7 ноября в Астапове умер Толстой. Отец и сын Пастернаки немедленно выехали ночным поездом с Павелецкого вокзала на маленькую станцию, название которой в эти дни стало известно всему миру. О смерти Толстого Пастернак написал главу в «Людях и положениях», намеренно смешав два события: доклад Белого (на котором они сошлись с Локсом) и собственный доклад «Символизм и бессмертие», читанный в действительности много позже (10 февраля 1913 года) в другом собрании с замысловатым названием «Кружок для исследования проблем эстетической культуры и символизма в искусстве». Едва ли тут ошибка памяти — скорее, собственный доклад представлялся Пастернаку прямым продолжением изысканий Белого о божественной сущности искусства, о равноправии художника и Творца, и потому он совместил два эти вечера — и два сочинения.
8 ноября 1910 года Пастернаки были уже в Астапове. Софья Андреевна, рыдая, обняла Леонида Осиповича, который от слез не мог рисовать — он сделал только одну небольшую зарисовку с мертвым Толстым. «Боже, думал я, до чего можно довести человека, и более того: жену Толстого»,— вспоминал Пастернак. Посмертная тяжба между толстовцами (самыми далекими от Толстого людьми, как сказано у Пастернака) и его женой — вот что поражало более всего: даже мертвого Толстого продолжали перетягивать из клана в клан. Пастернак не зря упоминает об этом в очерке 1956—1957 годов, когда ему так важна была собственная непринадлежность ни к какому клану (и даже к нации). Важно ему было подчеркнуть и всемирную пошлость, обступившую Толстого так же, как обступила она в пятидесятые годы Пастернака:
«Станционный поселок Астапово представлял в тот день нестройно шумевший табор мировой журналистики. Бойко торговал буфет на вокзале, официанты сбивались с ног, не поспевая за требованиями и бегом разнося поджаристые бифштексы с кровью. Рекою лилось пиво. (…) Было как-то естественно, что Толстой успокоился, упокоился у дороги, как странник, близ проездных путей тогдашней России»

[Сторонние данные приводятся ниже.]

PR #365, opened 2024-05-31
Store file release metadata in db

madwort:
* second part of #344


madwort:
CI failing due to https://github.com/spulec/freezegun/issues/435 - may need to remove freezegun?

airlock/business_logic.py
```diff
@@ -513,9 +513,11 @@ class RequestFile:
     job_id: str
     commit: str
     repo: str
+    release_output_checker: str
```
evansd: I guess this is non-nullable because we just use an empty string instead of NULL? Feels like it might be conceptually neater and more consistent if it was nullable though.

evansd (approved):

airlock/business_logic.py
madwort: yes, I went with empty string, could be NULL though? probably conceptually makes more sense - I'll change.

Issue #373, opened 2024-06-04
Change "rejected" to "changes requested"


inglesp:
Output checkers have told us that they're unsure what "rejected" means.  Rejection sounds final, and apparently rejecting an output outright has been very rare.

Instead, we should change what we display to "request changes"/"changes requested".

An alternative would be to have three states: "approved", "changes requested", "rejected".  But given how rare outright rejection is, this feels like a waste of valuable screen space.

- [x] change the wording in the UI #377
- ~migrate the ENUM to a matching value (later, not necessarily for beta)~ moved to a new ticket

madwort:
we think this is about files, not release requests

madwort:
closing this as done & creating a new ticket for the Enum refactor to follow

PR #377, opened 2024-06-05
Reword 'reject' to 'request changes' for files

madwort:
* https://github.com/opensafely-core/airlock/issues/373


docs/reviewing.md
```diff
@@ -5,7 +5,7 @@ Whilst viewing a file in an Airlock release request, they have the option of:
 * **Reject** — output is not currently acceptable for release.
```
evansd, line 5: I think this text here needs updating as well

evansd (approved):

docs/reviewing.md
madwort: yep done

— тут тоже, конечно, аналогия с собственной биографией, с заранее намеченным местом собственного упокоения — близ железной дороги, в Переделкине,— и с поездами, которые были лейтмотивом его собственного романа. Мы еще столкнемся с семантикой железной дороги у Пастернака — это устойчивый символ исторической предопределенности,— и место художника где-то рядом с ней, чтобы она хорошо просматривалась… но все-таки поодаль.

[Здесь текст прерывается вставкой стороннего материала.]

PR #385, opened 2024-06-07
Update layout and styling of file buttons

tomodwyer:
So that there are fewer buttons visible, and add a clear hierarchy of buttons.

This also allows output checkers to revert the status of a file by clicking on the active status, rather than having a specific button for revert the status.


airlock/views/workspace.py
```diff
@@ -135,6 +135,7 @@ def workspace_view(request, workspace_name: str, path: str = ""):
             # for code button
             "code_url": code_url,
             "return_url": "",
+            "is_output_checker": request.user.output_checker or False,
```
tomodwyer, line 138: Wasn't sure if this was the right thing to do?

airlock/templates/file_browser/file.html
```diff
@@ -43,45 +43,91 @@
           </form>
         {% endif %}
       {% elif is_output_checker %}
+        <div>
+          {% if not file_reset_review_url %}
+            <span class="file-status file-status--warning">No status</span>
+          {% elif file_approve_url %}
+            <span class="file-status file-status--danger">Rejected</span>
```
rebkwok, line 50: The button says "Request changes" button, can this say "changes requested" (or something similar) rather than "rejected". (There's a ticket to do the more complicated work to change the state from rejected to changes-requested in the backend)

airlock/templates/file_browser/file.html
```diff
@@ -43,45 +43,91 @@
...
+            <img height="16" width="16" class="icon inline-block group-open:hidden" src="/static/icons/keyboard_arrow_down.svg" alt="">
+            <img height="16" width="16" class="icon hidden group-open:inline-block" src="/static/icons/keyboard_arrow_up.svg" alt="">
+          </span>
+        </summary>
+        <ul class="more-dropdown__nav">
+          {% if is_output_checker %}
+            <li class="more-dropdown__item">
+              <a href="{{ path_item.download_url }}" class="more-dropdown__link" id="download-button">
+                <img class="more-dropdown__icon" src="/static/icons/cloud_download.svg" alt="">
+                Download file
```
rebkwok, line 106: This makes the download option visible from a workspace view for all output-checkers. It should (currently at least) only be allowed for a file in a release request, and only for output checkers if they are not the author of the request.
(For release requests, the download url 403s for an author who's also output checker; for workspace files the method that generates the `path_item.download_url` just ignores the download bit and returns the content url, so it doe sthe same as the "View file" button)

airlock/views/workspace.py
rebkwok: Shouldn't be needed for workspace files, I think? If it's needed for the template validation, the `or False` isn't needed (it's a boolean)

rebkwok (commented):
Buttons look good, but some comments on where the download button should/shouldn't be shown. If we had some playwright tests that checked for that, it would have been more obvious to you, sorry

airlock/views/workspace.py
tomodwyer: Lovely, I'll remove that.

airlock/templates/file_browser/file.html
tomodwyer: Good spot, this bit was done before I was told that was changing 👍

airlock/templates/file_browser/file.html
tomodwyer: I think I've covered that off now with:

```py
{% if is_output_checker and context == "request" and not is_author %}
```

Is that all that is required?

rebkwok: I think `{% if context == "request" and not is_author %}` is enough - a user shouldn't be able to see the request at all unless  they're an output checker or the author

rebkwok: Yes, `get_release_request_or_raise` is called for every request-related view, and it'll raise a 403 if the user isn't either an output-checker or the author

tomodwyer: 👌 perfect, I'll change that

rebkwok (approved):

PR #390, opened 2024-06-13
Allow updating a file in a release request

madwort:


tests/unit/test_business_logic.py
```diff
@@ -1340,6 +1442,201 @@ def test_add_file_to_request_with_filetype(bll, filetype, success):
...
+            workspace_file = factories.request_file(
+                path=path,
+                user=author,
+                rejected=True,
+            )
+    else:
+        workspace_file = factories.request_file(
+            path=path,
+            user=author,
+        )
```
madwort, line 1556: very open to a better way to do this

madwort: e.g. 
```suggestion
    if reviewed:
        if approved:
          approved = True
          rejected = None
        else:
          approved = None
          rejected = True
    else:
      approved = None
      rejected = None
    workspace_file = factories.request_file(
        path=path,
        user=author,
        approved=approved,
        rejected=rejected,
    )
```

local_db/data_access.py
```diff
@@ -194,13 +194,18 @@ def delete_file_from_request(
         with transaction.atomic():
             # defense in depth
             request = self._find_metadata(request_id)
-            assert request.status == RequestStatus.PENDING
+
+            assert (
+                request.status == RequestStatus.PENDING
+                or request.status == RequestStatus.RETURNED
+            )
```
rebkwok, line 201: This could use the new concept of status owner instead of listing specific statuses (`BusinessLogicLayer.STATUS_OWNERS[request.status] == RequestStatusOwner.AUTHOR`)

tests/functional/test_e2e.py
```diff
@@ -453,6 +453,66 @@ def test_e2e_release_files(
...
+    # subdirectories start off collapsed; the file links are not present
+    assert page.get_by_role("link", name="file.txt").all() == []
+    assert page.get_by_role("link", name="file.foo").all() == []
+
+    # Click on the subdir and then the file link to view in the workspace
+    # There will be more than one link to the folder/file in the page,
+    # one in the explorer, and one in the main folder view
+    # Click on the first link we find
+    find_and_click(page.get_by_role("link", name="subdir").first)
+
```
rebkwok, line 494: Everything from logging in to here is already tested in other functional tests, I think. You could skip it and go straight to the directory page with `page.goto(workspace.get_url("subdir")`

tests/unit/test_business_logic.py
```diff
@@ -1441,6 +1442,201 @@ def test_add_file_to_request_with_filetype(bll, filetype, success):
...
+    workspace = factories.create_workspace("workspace")
+    factories.write_workspace_file(workspace, relpath)
+    release_request = factories.create_release_request(
+        "workspace",
+        user=author,
+    )
+
+    # This code reproduces bll.add_file_to_request() - except without the
+    # safeguards - in order that we can give update_file_in_request()
+    # the correct context to hit this test
```
rebkwok, line 1458: There's another test that creates a request file with an invalid filetype so it can test that you can't release files of type .foo. It does it by patching the LEVEL4_FILE_TYPES so it can make the request. 
i.e. I think you should be able to do this, and avoid the lengthy workaround:
```
with patch("airlock.utils.LEVEL4_FILE_TYPES", [".foo"]):
    release_request = factories.create_release_request_at_status(
        "workspace",
        author=author,
        files=[factories.request_file(path="path/file.foo"]
    )
```

tests/unit/test_business_logic.py
```diff
@@ -1441,6 +1442,201 @@ def test_add_file_to_request_with_filetype(bll, filetype, success):
...
+
+    with pytest.raises(bll.RequestPermissionDenied, match=r"not updated"):
+        bll.update_file_in_request(release_request, relpath, author)
+
+
+@pytest.mark.parametrize(
+    "status,reviewed,approved,success,notification_sent",
+    [
+        (RequestStatus.PENDING, False, None, True, False),
+        (RequestStatus.SUBMITTED, False, None, False, False),
```
rebkwok, line 1516: `approved=None` doesn't mean anything different to `approved=False`; is it intended to?

tests/unit/test_business_logic.py
```diff
@@ -1441,6 +1442,201 @@ def test_add_file_to_request_with_filetype(bll, filetype, success):
...
+    checkers = factories.get_default_output_checkers()
+    workspace = factories.create_workspace("workspace")
+    path = UrlPath("path/file.txt")
+
+    if status == RequestStatus.WITHDRAWN:
+        withdrawn_after = RequestStatus.RETURNED
+    else:
+        withdrawn_after = None
+
+    if reviewed:
```
rebkwok, line 1539: In `request_file`, approved=True means that it's approved by 2 reviewers, rejected=True means that it's rejected by 2 reviewers (and it's an if/elif, so if you call it with approved=True and rejected=True, it'll be approved.). So I think you can get rid of the reviewed parameter here, and get the same file with:
```
workspace_file = factories.request_file(
    path=path,
    user=author,
    approved=approved,
    rejected=rejected
)
```

airlock/business_logic.py
```diff
@@ -1539,6 +1542,108 @@ def add_file_to_request(
...
+            repo=manifest["repo"],
+            size=manifest["size"],
+            job_id=manifest["job_id"],
+            row_count=manifest["row_count"],
+            col_count=manifest["col_count"],
+            audit=audit,
+        )
+        release_request.set_filegroups_from_dict(filegroup_data)
+
+        if release_request.status != RequestStatus.PENDING:
```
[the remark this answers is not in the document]
madwort: Fine, it seemed like we were just notifying on every action, so I just did that - will remove.

local_db/data_access.py
madwort: done

tests/unit/test_business_logic.py
madwort: no, I just used that to differentiate cases where it wouldn't be used at all from cases where it would be set but be false. but actually with the tiny refactor from your other comment that becomes a moot point - I'll just set them to `False`.

tests/unit/test_business_logic.py
madwort: good idea, done

tests/unit/test_business_logic.py
madwort: done

tests/functional/test_e2e.py
madwort: good shout, thanks, done

tests/unit/test_business_logic.py
madwort: great shout, done

airlock/business_logic.py
```diff
@@ -1539,6 +1542,108 @@ def add_file_to_request(
...
+
+        src = workspace.abspath(relpath)
+        file_id = store_file(release_request, src)
+
+        manifest = workspace.get_manifest_for_file(relpath)
+        assert (
+            manifest["content_hash"] == file_id
+        ), "File hash does not match manifest.json"
+
+        reviews = release_request.get_request_file_from_output_path(relpath).reviews
```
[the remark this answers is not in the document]
madwort: > I think it is necessary to reset the reviews & withdraw the file

yes, I had some discussion with @bloodearnest about this whilst working on the ticket - I think it is necessary to reset reviews & withdraw because of the foreign keys. Therefore if we build that using the current functions (by which I mean e.g. `dal.reset_review_file()`) we need audit events for everything (or allow those functions to support not creating an audit event :/ ).

One reason that I wanted to keep the reset review audit log event was because I thought that an output checker who was skimming the audit logs in order to see why a file that they had previously reviewed now didn't have a review would be more likely to notice "review reset" than "file updated". But I'm really not wedded to that idea! 

> Perhaps we need to push this down to the DAL

yes, I wondered about that before. I partly didn't because in order to do that right now, I'd need to iterate through the reviews in the BLL to create the audit events for each review/withdrawal & pass through some kind of dict of audit events to the DAL, then iterate again in the DAL. The way it is in the PR, the DAL implementation bleeds into the BLL a bit, but that would still happen with the audit logs - and I think we have to generate them in the BLL. It could be done, though, especially if we decide to drop audit events for the e.g. reset review.

> multiple calls to DAL methods that will each be within their own transaction

that would be a nice benefit!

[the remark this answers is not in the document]
bloodearnest: This is exactly the kind of issue that prompted me to add this topic for discussion in the team meeting today.

We need to figure out the transactional of the DAL API. We've attempted to keep the logic in the BLL, but that means adding a list of audits or similar. Pushing some parts of the logic down into the DAL will improve the transactionality, but the DAL will grow responsiblity and complexit.

I think we also need some discussion about what exactly needs auditing, and when, which might impact on this question.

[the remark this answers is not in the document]
rebkwok: Given that the BLL/DAL/auditing discussion may take a while, I'm happy to +1 this as it is.

rebkwok (approved):

airlock/business_logic.py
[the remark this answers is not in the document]
madwort: ok, thanks, let's merge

Сам Пастернак, выделяя по одной доминирующей черте у каждого русского гения — «страстность Лермонтова, многосодержательность Тютчева, сила воображения Достоевского»,— главной приметой толстовского таланта называл «страсть творческого созерцания», полноту очерка каждого явления. Это и сообщает толстовским описаниям особенную свежесть — к которой сам Пастернак всю жизнь стремился: для него залогом такой свежести восприятия была именно парадоксальность одновременного ухватывания взаимоисключающих черт. Эта полнота, по мнению Пастернака, достижима в поэзии лишь при помощи метафоры, образа — единственного способа «догнать природу». Эта же широта и свобода взгляда привлекали Пастернака в толстовском учении: именно свобода и дерзость в интерпретации христианства поставили его в конце концов на тот же путь, которым Толстой шел во второй половине жизни,— к простоте, бунту и побегу.